(Task) Keep only the lines from the top of the listing through the one with "### Testing", and reproduce them unaltered.

Content starts

PR #1687, opened 2022-01-06
Add option to mimic the verification behavior of Dafny 3.3

keyboardDrummer:
### Changes

Add option to mimic the verification behavior of Dafny 3.3

### Testing

Manually checked that using this option on the CLI brings the verification behavior closer to Dafny 3.3


cpitclaudel:
Can we generalize this a bit, maybe `/compatibilityMode:3.3` and explain that the option is a best effort to mitigate changes between versions?  Right now it reads as if it's very specific to unstable proofs.

keyboardDrummer:
> Can we generalize this a bit, maybe `/compatibilityMode:3.3` and explain that the option is a best effort to mitigate changes between versions? Right now it reads as if it's very specific to unstable proofs.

Content ends

(Answer section)
PR #1687, opened 2022-01-06
Add option to mimic the verification behavior of Dafny 3.3

keyboardDrummer:
### Changes

Add option to mimic the verification behavior of Dafny 3.3

### Testing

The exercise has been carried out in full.